Another approach might be applying abductive reasoning - look into AI texts about algebraic problem solvers for this...
Edit: Addressing Compound Units
Simplified problem: convert "Acres" to "Meters^2"
In this case, the keys are understanding that we are talking about units of length, so why don't we insert a new column into the table for unit type, which can be "length" or "area". This will help performance even in the earlier cases as it gives you an easy column to pare down your search space.
Now the trick is to understand that length^2 = area. Why not add another lookup that stores this metadata:
Area|Length|Length|*
We couple this with the primary units table:
Meters|Feet|3.28|Length
Acres|Feet^2|43560|Area
So the algorithm goes:
Solution is m^2, which is m * m, which is a length * length.
Input is acres, which is an area.
Search the meta table for m, and find the length * length mapping. Note that in more complex examples there may be more than one valid mapping.
Append to the solution a conversion Acres->Feet^2.
Perform the original graph search for Feet->M.
Note that:
The algorithm won't know whether to use area or length as the basic domain in which to work. You can provide it hints, or let it search both spaces.
The meta table gets a little brute-force-ish.
The meta table will need to get smarter if you start mixing types (e.g. Resistance = Voltage / Current) or doing something really ugly and mixing unit systems (e.g. a FooArea = Meters * Feet).

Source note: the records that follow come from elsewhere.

PR #13208, opened 2026-03-02
fix: option to export nutrition aggregated set in CSV

stephanegigandet:
This PR:
- removes the "estimate" input nutrition set from CSV exports, except if computed fields are requested
- adds a new option to also export the aggregated set


Vic142 (approved):
There are failing integration tests

PR #13214, opened 2026-03-03
fix: Safari nutrition image layout rounding issue

### LINKED ISSUE #13202: Nutrition image layout issue
Image

### What
When adding new nutrients the nutrition image covers the units of the newly entered nutritients,

1. while editing https://nl.openfoodfacts.org/product/8711521319800/margarine-met-olijfolie-your-organic-nature

### Expected behavior
Image next to the table

### Why
Hides units

### Type of device
- Browser: Safari

nithyaV-dev:
### Description

Fixes nutrition image copy misalignment in Safari.

Safari was calculating element widths with fractional pixel values,
which caused incorrect positioning. This change uses
getBoundingClientRect() along with Math.ceil / Math.floor
to ensure consistent width calculations.

Fixes #13202

### Type of change
- Bug fix

### Tested on
- Safari
- Chrome

### DIFF
--- a/html/js/product-multilingual.js
+++ b/html/js/product-multilingual.js
@@ -1093,6 +1093,12 @@ $(function () {
             // clear the values: inputs with class nutrient_value that are inside a cell with the input_set_class
             $('.' + input_set_class + ' input.nutrient_value').val('');
         }
+        
+        
+        // Recalculate nutrition image position after table resize
+        setTimeout(update_nutrition_image_copy, 50);
+        
+        
     });
 
     $('#no_nutrition_data').on('change', function() {


nithyaV-dev:
It looks like the "Generate Docker SBOM" check failed due to
`backend-trivy.sarif` not being generated.

All other checks are passing, and this change only affects a frontend JS file.

Could this be a CI infrastructure issue? I’d be happy to rebase or rerun if needed.

stephanegigandet:
@nithyaV-dev Thanks for the PR, but that's not the issue from the bug. It's not restricted to Safari, it happens in all browsers.

To replicate the issue:

Log in and edit one product:

image

Add a nutrition column by adding a checkbox:

image

stephanegigandet:
About the rounding issue: can you show screenshots without your change and after your change? I'm not sure why Safari would have a problem with fractional pixels?

stephanegigandet:
To fix the issue with the overlapping image when adding column, you can just call update_nutrition_image_copy(); whenever a checkbox for the nutrition input set is changed, near this code:

```
    // Nutrition input set checkboxes
    // For each element with the class nutrition_input_set,
    // we use the id of the checkbox nutrition_input_sets_${preparation}_${per}_shown
    // to show or hide the input set column cells with the class nutrition_input_sets_${preparation}_${per}
```

nithyaV-dev:
### Fix nutrition image layout overlap when nutrition columns change

This patch fixes an issue where the nutrition image could overlap the nutrition table (particularly the units column) when the table width changed after toggling nutrition input set checkboxes.

The issue was caused by inconsistent width calculations when determining whether there is enough space to display the nutrition image next to the table.

### Changes

* Replaced jQuery `.width()` calculations with `getBoundingClientRect().width` combined with `Math.ceil` / `Math.floor` to avoid rounding inconsistencies that could cause layout overlap.
* Triggered `update_nutrition_image_copy()` when nutrition input set checkboxes change so the layout recalculates after the table width changes.

### Result

* The nutrition image is positioned correctly next to the nutrition table.
* The layout updates correctly when nutrition columns are toggled.
* The image hides automatically when the table becomes too wide for the available space.

### Browser testing

Tested in:

* Chrome

The layout behaves correctly when nutrition columns are toggled.

### Screenshots

**Before fix – image overlapping the units column**

Screenshot (1088)

**After fix – image positioned correctly**

Screenshot 2026-03-05 001049


**Table expanded – image hides when there is not enough space**

Screenshot 2026-03-04 223424

PR #13224, opened 2026-03-04
feat: Add --since param

CharlesNepote:


CharlesNepote:
It's the script I have used to extract emails. Works well.

PR #13239, opened 2026-03-05
feat: restructure tags schema and API to separate sources and parents

stephanegigandet:
Tags refactor: https://docs.google.com/document/d/151UlwHUjxiE3UXde4BB2aXWZdSx6HSE3ot0iqhdGDow/edit?tab=t.0#heading=h.ffj0m6gyxp9

Note: there are many changes in test results, including in some results of the API, but only in fields that were not documented/should not be used.

There are some visible changes for fields that are not taxonomized, and for unrecognized entries of taxonomized fields:
- we currently save the original value (capitalized, accented etc.) in tags_sources, but not in fields like brands_tags, store_tags, categories_tags etc. which contain a normalized version.
- when we display those fields (e.g. in product page), we use brands_tags to display the fields, so we display unaccented / lowercased values (except for taxonomy entries that exist in the taxonomy).
- an alternative is to store values as-is in categories_tags etc. but it has other issues, especially for the associated URLs that can then contain any character, spaces etc.

Changes are documented here: https://docs.google.com/document/d/151UlwHUjxiE3UXde4BB2aXWZdSx6HSE3ot0iqhdGDow/edit?tab=t.0#heading=h.memy8vfc3a4s


lib/ProductOpener/Tags.pm
```diff
@@ -5199,6 +5201,48 @@ sub get_taxonomy_tag_path ($tagtype, $tagid) {
...
+
+A reference to a list of tagids.
+
+=head3 Return value
+
+A list of tagids that are not parents of any other tagid in the input list.
+
+=cut
+
+sub get_minimal_tags_subset ($tagtype, $tags_ref) {
```
Freso, line 5063: Would this be the function to drop tags in too, or should there be a separate function for this? I reckon the most simple would be to have a list of undesireables (per `$tagtype`) and check if the current `$tagid` is in there, and if it is, just drop it and move to the next `$tagid`?

I think it’d probably be good to do this in a separate function, since `get_minimal_tags_subset()` seems generally useful, where `drop_undesired_tags()` can probably get dropped after the transition/conversion.

stephanegigandet: Right, we would remove unwanted tags separately.

lib/ProductOpener/Display.pm
```diff
@@ -3156,7 +3156,9 @@ sub canonicalize_request_tags_and_redirect_to_canonical_url ($request_ref) {
 		else {
 			$display_tag = canonicalize_tag2($tagtype, $tagid);
 			# Use "no_language" normalization for tags types without a taxonomy
-			$new_tagid = get_string_id_for_lang("no_language", $display_tag);
+			# Tag refactor: we don't normalize tags
+			#$new_tagid = get_string_id_for_lang("no_language", $display_tag);
+			$new_tagid = $display_tag;
```
alexgarel: Shan't we verify we have no "," inside ?

lib/ProductOpener/Import.pm
```diff
@@ -1099,6 +1024,120 @@ sub compare_old_and_new_objects (
...
+
+	# Make a deep copy
+	my $old_tags_sources = dclone($product_ref->{tags_sources} || {});
+
+	# If an import_lc was passed as a parameter, assume the imported values are in the import_lc language
+	my $tag_lc = $imported_product_ref->{lc} // $args_ref->{import_lc} // "en";
+
+	# Go through each field to find fields of the form tags_sources.[tag field].[source].tags|last_updated_t
+	foreach my $field (sort keys %$imported_product_ref) {
+		if ($field =~ /^tags_sources\.([^\.]+)\.([^\.]+).tags$/) {
```
alexgarel, line 1049: Note: Those kind of "convention" based argument passing is a bit brittle (quiet impossible to find where it is used in the codebase for sure).

Not to change now, but this kind of things is better if isolated in a piece of functions written nearby that handle getting the field name and parsing it. (get_tag_source_csv_name, parse_tag_source_csv_name, something along this line).

lib/ProductOpener/Import.pm
```diff
@@ -1099,6 +1024,120 @@ sub compare_old_and_new_objects (
...
+						source => $source,
+						tags_field => $tags_field,
+						value => $imported_product_ref->{$field}
+					}
+				) if $log->is_error();
+				next;
+			}
+
+			# Check the source is "packaging", "manufacturer" or starts with "label" or "database"
+			if ($source !~ /^packaging|manufacturer|label.*|database.*$/) {
```
alexgarel, line 1067: Do we have this constraint written in the OpenAPI ?

In `docs/api/ref/schemas/product_tags_v3.yaml` I just see:
```yaml
      - type: object
        properties:
          tags_sources:
            type: object
            description: |
              All the relevant data on the sources of the different tags of the product.
              The data is sorted by the sources from which the tags are obtained, e.g. packaging, producer, predicted.
            patternProperties:
              "^[a-z]+(_[a-z]+)*$":
                type: object
```
So maybe the `patternProperties` should be changed to something more strict ?

alexgarel: Also why is this constraint not internalized in `set_field_input_tags_for_source` ?

lib/ProductOpener/IngredientsStrings.pm
alexgarel, line 1: Really cool that you took the time to refactor in a separate module !

lib/ProductOpener/ProductSchemaChanges.pm
```diff
@@ -444,10 +454,11 @@ sub convert_schema_1002_to_1003_refactor_product_nutrition_schema ($product_ref)
...
 
 		# Generates the nutrition sets,
-		# which, for old data, are all from source "packaging" if we are on the public platform,
-		# and "manufacturer" if we are on the pro platform and the product has an 'owner' field
-		my $source
-			= ($server_options{private_products} && defined $product_ref->{owner}) ? "manufacturer" : "packaging";
+		# If we are on the producers platform, we set the data source to "manufacturer" for all organizations with ids that start with org-
+		# except organizations with ids that start with org-database- or org-label- (e.g. "org-database-usda")
+		# otherwise, we set the source to "packaging" (for organizations that start with user-
+		# when the pro platform is used by individual users to load data in bulk, e.g. from scan parties)
```
alexgarel: It's a bit strange to have this comment here, it belongs to get_source_for_site_and_org (here it might stay the say while implementation may change and so it will be inacurate)
Here I would just say that there is a whole logic to set it.

lib/ProductOpener/ProductSchemaChanges.pm
```diff
@@ -902,3 +913,134 @@ sub _compute_nutrition_data_per_100g_and_per_serving_for_old_nutrition_schema ($
...
+=cut
+
+sub convert_schema_1003_to_1004_refactor_tags ($product_ref) {
+
+	$product_ref->{tags_sources} = {};
+
+	# If we are on the producers platform, we set the data source to "manufacturer" for all organizations with ids that start with org-
+	# except organizations with ids that start with org-database- or org-label- (e.g. "org-database-usda")
+	# otherwise, we set the source to "packaging" (for organizations that start with user-
+	# when the pro platform is used by individual users to load data in bulk, e.g. from scan parties)
```
alexgarel: there again don't repeat an explanation that really belongs to get_source_for_site_and_org.

lib/ProductOpener/ProductSchemaChanges.pm
```diff
@@ -902,3 +913,134 @@ sub _compute_nutrition_data_per_100g_and_per_serving_for_old_nutrition_schema ($
...
+	my $source = get_source_for_site_and_org();
+
+	# TODO: special case for ingredients_tags
```
alexgarel: Why special ? Is it done ?

lib/ProductOpener/ProductSchemaChanges.pm
```diff
@@ -902,3 +913,134 @@ sub _compute_nutrition_data_per_100g_and_per_serving_for_old_nutrition_schema ($
...
+		if (defined $tags_hierarchy_or_tags_field) {
+
+			if (scalar @{$tags_hierarchy_or_tags_field} > 0) {
+
+				$product_ref->{$tagtype . "_tags"} = $tags_hierarchy_or_tags_field;
+
+				# we create a tags_source.categories with the minimal tags subset to generate categories_tags
+
+				my $source_ref = {
+					last_updated_t => time() + 0,
```
alexgarel: why don't you use the last_updated_t of the product, that would seems more logical to me.

lib/ProductOpener/Tags.pm
```diff
@@ -2950,17 +2959,38 @@ sub gen_tags_hierarchy_taxonomy ($tag_lc, $tagtype, $tags_list) {
...
+=head4 reference to a list of tags $tags_ref
+
+=cut
+
+sub gen_tags_list_with_parents($tag_lc, $tagtype, $tags_ref) {
+
+	# If the tagtype is not a taxonomy, we just unique the tags and return them in the same order
+	if (not defined $all_parents{$tagtype}) {
+		my %seen = ();
+		return grep {$_ ne ''} grep {!$seen{$_}++} @$tags_ref;
```
alexgarel: Waow this is a bit a tricky one-liner. But it's ok.

lib/ProductOpener/Tags.pm
```diff
@@ -3586,6 +3632,9 @@ sub canonicalize_tag2 ($tagtype, $tag) {
 
 sub get_taxonomyid ($tag_lc, $tagid) {
 
+	# 20260413 tag refactor: do not normalize tags in URLs (but taxonomized entries are already canonicalized)
+	return $tagid;
```
alexgarel: The code below is unreachable ?

lib/ProductOpener/Tags.pm
```diff
@@ -3597,6 +3646,9 @@ sub get_taxonomyid ($tag_lc, $tagid) {
 
 sub get_taxonomyurl ($tag_lc, $tagid) {
 
+	# 20260413 tag refactor: do not normalize tags in URLs (but taxonomized entries are already canonicalized)
+	return $tagid;
```
alexgarel: There again, code below is unreachable ?

lib/ProductOpener/Tags.pm
```diff
@@ -4663,6 +4715,304 @@ sub add_tags_to_field ($product_ref, $tag_lc, $field, $additional_fields) {
...
+		}
+	}
+
+	# If we did not recognize the allergen, return the allergen id
+	return $allergenid;
+}
+
+=head2 set_field_input_tags_for_source ($product_ref, $tag_lc, $field, $source, $input_tags)
+
+New function to set the input tags for a field and a source. (e.g. categories for the manufacturer source)
```
alexgarel: New functions are not new forever ;-)

lib/ProductOpener/Tags.pm
```diff
@@ -4663,6 +4715,304 @@ sub add_tags_to_field ($product_ref, $tag_lc, $field, $additional_fields) {
...
+
+The input tags to set for the field and source
+
+=head4 $add
+
+Optional flag to indicate whether to add the input tags to existing tags (default is 0, which replaces existing tags)
+
+=cut
+
+sub set_field_input_tags_for_source ($product_ref, $tag_lc, $field, $source, $input_tags, $add = 0,
```
alexgarel: I find it strange to make this function belongs to Tags.pm, it's more a Products.pm sub IMHO.
(this is the only product_ref instance in this module, it makes the dependency with product circular)

If we need to use the Tags.pm internal structure, it means there is a lack of separation of concern.

lib/ProductOpener/Tags.pm
```diff
@@ -4663,6 +4715,304 @@ sub add_tags_to_field ($product_ref, $tag_lc, $field, $additional_fields) {
...
+}
+
+=head2 generate_field_tags_from_all_sources ($product_ref, $tagtype)
+
+This function gathers all the input tags for a field from all sources, and generates the final tags for the field,
+including parents for taxonomy fields.
+
+=cut
+
+sub generate_field_tags_from_all_sources ($product_ref, $tagtype, $normalize = 0) {
```
alexgarel: Same here, this is more a Products.pm sub IMO

Maybe we need a ProductsTags.pm module ?

lib/ProductOpener/Test.pm
```diff
@@ -774,6 +773,24 @@ sub normalize_object_for_test_comparison ($object_ref, $specification_ref) {
 					}
 					# Note: * on a scalar means nothing
 				}
+				# If the final key contains a * (with something else), treat the * as a wildcard for any character
+				# and apply the transformation to all fields that match the pattern
+				elsif ($final_key =~ /\*/) {
```
alexgarel, line 786: 💪

tests/integration/api_v2_product_write.t
```diff
@@ -518,6 +519,82 @@ my $tests_ref = [
 		path => '/api/v3.5/product/2234567890002?fields=raw'
 		,    # we need to specify fields=raw so that we are not redirected to the petfood site
 	},
+	# Facets
```
alexgarel: Why do you use the term "facets" instead of tags ?

```suggestion
	# Facets (aka tags)
```

tests/integration/api_v3_product_read.t
```diff
@@ -338,6 +338,13 @@ my $tests_ref = [
 		path => '/api/v3.5/product/200000000035',
 		expected_status_code => 200,
 	},
+	# v3.6 new tags schema
+	{
+		test_case => 'get-existing-product-new-tags-schema-api-v3-6',
+		method => 'GET',
+		path => '/api/v3.6/product/4260392550101',
+		expected_status_code => 200,
+	},
```
alexgarel, line 347: In the result we have:

```json
     "tags_sources" : {
         "allergens" : {
            "ingredients" : {
               "last_updated_t" : "--ignore--",
               "tags" : []
            }
         },
         "categories" : {
            "packaging" : {
               "last_updated_t" : "--ignore--",
               "tags" : [
                  "en:snacks"
               ]
            }
         },
         "traces" : {
            "ingredients" : {
               "last_updated_t" : "--ignore--",
               "tags" : []
            }
         }
      },

```
Is it worth it having the `allergens` and `traces` sources if they are empty ?

tests/integration/api_v3_product_write.t
```diff
@@ -707,24 +710,63 @@ my $tests_ref = [
...
+		path => '/api/v3.6/product/3234567890100',
 		body => '{
 			"fields" : "updated",
 			"product": { 
+				"brands_tags_add": ["Another brand"],
 				"categories_tags_add": ["en:tea"],
 				"stores_tags_add": ["Carrefour", "Mon Ptit magasin"],
 				"countries_tags_fr_add": ["Italie", "en:spain"],
-				"labels_tags_fr": ["végétarien", "Something unrecognized in French"]
+				"labels_tags_fr": ["végétarien", "Something unrecognized in French"],
```
alexgarel, line 768: in `tests/integration/expected_test_results/api_v3_product_write/patch-tags-fields-add-v3-6.json`
I have the "Something unrecognized in French" normalized :
```json
      "labels_tags" : [ 
         "en:vegetarian",
         "fr:something-unrecognized-in-french"
      ],       
      "labels_tags_fr" : [
         "Végétarien",
         "Something-unrecognized-in-french"
      ],
```
is this expected ?
In tags source, I indeed have:
```json
         "labels" : {
            "packaging" : {
               "last_updated_t" : "--ignore--",
               "tags" : [
                  "en:vegetarian",
                  "fr:Something unrecognized in French"
               ]
            }
         },
```

alexgarel (commented):
Not finished my review yet, but this is a chunk of it ;-)

lib/ProductOpener/Import.pm
alexgarel: I also see that docs/api/ref/schemas/product_tags_v3.yaml seems to lack a level !

it should have the tag name under "tags_sources" and then an object inside, where we have one entry per source name

lib/ProductOpener/Display.pm
stephanegigandet: I think we can make the assumption that tags that we already have in products don't have commas. We need to make sure that it's not possible to add one with a comma. But currently I think we always split on commas whenever we write tags.

lib/ProductOpener/Import.pm
stephanegigandet: Good catch, adding the missing level.

stephanegigandet: The constraint on source name is not in OpenAPI as we may add more sources. The constraint is for writing, but currently the source is not sent through OpenAPI when we write, it is inferred.

lib/ProductOpener/ProductSchemaChanges.pm
stephanegigandet: Good idea

lib/ProductOpener/ProductSchemaChanges.pm
stephanegigandet: I actually don't remember what I wanted to do, removing the comment.  ingredients_tags are not directly writable, so they are not in tags_sources anyway.

lib/ProductOpener/ProductSchemaChanges.pm
stephanegigandet: Good idea

lib/ProductOpener/Tags.pm
stephanegigandet: Yes, putting back 6 lines instead. :) I think it was auto-completed by Copilot, I prefer verbose code anyway.

lib/ProductOpener/Tags.pm
stephanegigandet: Right, I was changing things according to what we discussed on Monday in the call and I wasn't sure yet of how to do it.

lib/ProductOpener/Tags.pm
stephanegigandet: Yes, it's completely removed now.

lib/ProductOpener/Tags.pm
stephanegigandet: Right, I also renamed an old canonicalize_tag2() function to canonicalize_tag() :)

lib/ProductOpener/Tags.pm
stephanegigandet: Agreed, but there are already 83 $product_ref instances in Tags.pm in fact.

tests/integration/api_v3_product_read.t
stephanegigandet: A good question. It shows we have ingredients and that we didn't find allergens in them.

lib/ProductOpener/Tags.pm
stephanegigandet: Good idea, I'm creating a ProductsTags.pm module

alexgarel (approved):
I'll let you fix the tests, but for me, it's good to merge.

lib/ProductOpener/DataQualityFood.pm
```diff
@@ -51,6 +51,7 @@ BEGIN {
 use ProductOpener::Config qw(:all);
 use ProductOpener::Store qw(get_string_id_for_lang);
 use ProductOpener::Tags qw(:all);
+use ProductOpener::ProductsTags qw/:all/;
```
Freso: what’s the difference between `qw/:all/` and `qw(:all)`?

lib/ProductOpener/Export.pm
```diff
@@ -585,6 +617,28 @@ sub export_csv ($args_ref) {
...
+				# Tags sources fields
+				elsif ($field =~ /^tags_sources\.(.*)\.(.*)\.last_updated_t$/) {
+					my ($tags_field, $source) = ($1, $2);
+					my $last_updated_t
+						= deep_get($product_ref, ("tags_sources", $tags_field, $source, "last_updated_t"));
+					if (defined $last_updated_t) {
+						$value = int($last_updated_t);
+					}
+				}
+				# $populated_fields{"tags_sources.${field}.${source}.tags"} = $field_sort_key . "_tags:${source}";
```
Freso: What’s the reason for leaving this in?

lib/ProductOpener/IngredientsStrings.pm
Freso, line 1: I agree that it’s great that this got refactored out to its own module… I just wish it was also its own PR, since I have no idea what things (if any) have changed here compared to before/current. 😅

Freso (commented):
This is way too much and way too Perl for me to feel confident with giving a thumbs up, but I at least didn’t spot anything that felt/looked _wrong_. 😅 It would have been nice if the big refactors moving code out into their own modules had been their own PR(s) so this one would only focus on the code that actually changed, rather than whole files that may or may not be identical to removed code elsewhere, but alas.

lib/ProductOpener/DataQualityFood.pm
stephanegigandet: It's the same, qw basically says quote the words and the character after specifies the start and end separator. I'll put ( ) evverywhere

lib/ProductOpener/IngredientsStrings.pm
stephanegigandet: Right, the thing is the refactors happened in the middle of the implementation, they were not planned initially, so it wasn't practical to do so unfortunately.

stephanegigandet:
> This is way too much and way too Perl for me to feel confident with giving a thumbs up, but I at least didn’t spot anything that felt/looked _wrong_. 😅 

Thank you @Freso !

lib/ProductOpener/Export.pm
stephanegigandet: Good catch, I removed it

Whatever structure you choose, and your choice may well be directed by your preferred implementation (OO ? functional ? DBMS table ?) I think you need to identify the structure of units themselves.
For example a measurement of 1000km/hr has several components:
a scalar magnitude, 1000;
a prefix, in this case kilo; and
a dimension, in this case L.T^(-1), that is, length divided by time.
Your modelling of measurements with units needs to capture at least this complexity.
As has already been suggested, you should establish what the base set of units you are going to use are, and the SI base units immediately suggest themselves. Your data structure(s) for modelling units would then be defined in terms of those base units. You might therefore define a table (thinking RDBMS here, but easily translatable into your preferred implementation) with entries such as:
unit name dimension conversion to base
foot Length 0.3048
gallon(UK) Length^3 4.546092 x 10^(-3)
kilowatt-hour Mass.Length^2.Time^(-2) 3.6 x 10^6
and so forth. You'll also need a table to translate prefixes (kilo-, nano-, mega-, mibi- etc) into multiplying factors, and a table of base units for each of the dimensions (ie meter is the base unit for Length, second for Time, etc). You'll also have to cope with units such as feet which are simply synonyms for other units.
The purpose of dimension is, of course, to ensure that your conversions and other operations (such as adding 2 feet to 3.5 metres) are commensurate.
And, for further reading, I suggest this book by Cardarelli.
EDIT in response to comments ...
I'm trying to veer away from suggesting (implementation-specific) solutions so I'll waffle a bit more. Compound units, such as kilowatt-hours, do pose a problem. One approach would be to tag measurements with multiple unit-expressions, such as kilowatt and hour, and a rule for combining them, in this case multiplication I could see this getting quite hairy quite quickly. It might be better to restrict the valid set of units to the most common ones in the domain of the application.
As to dealing with measurements in mixed units, well the purpose of defining the Dimension of a unit is to provide some means to ensure that only sensible operations can be applied to measurements-with-units. So, it's sensible to add two lengths (L+L) together, but not a length (L) and a volume (L^3). On the other hand it is sensible to divide a volume by a length (to get an area (L^2)). And it's kind of up to the application to determine if strange units such as kilowatt-hours per square metre are valid.
Finally, the book I link to does enumerate all the possibilities, I guess most sensible applications with units will implement only a selection.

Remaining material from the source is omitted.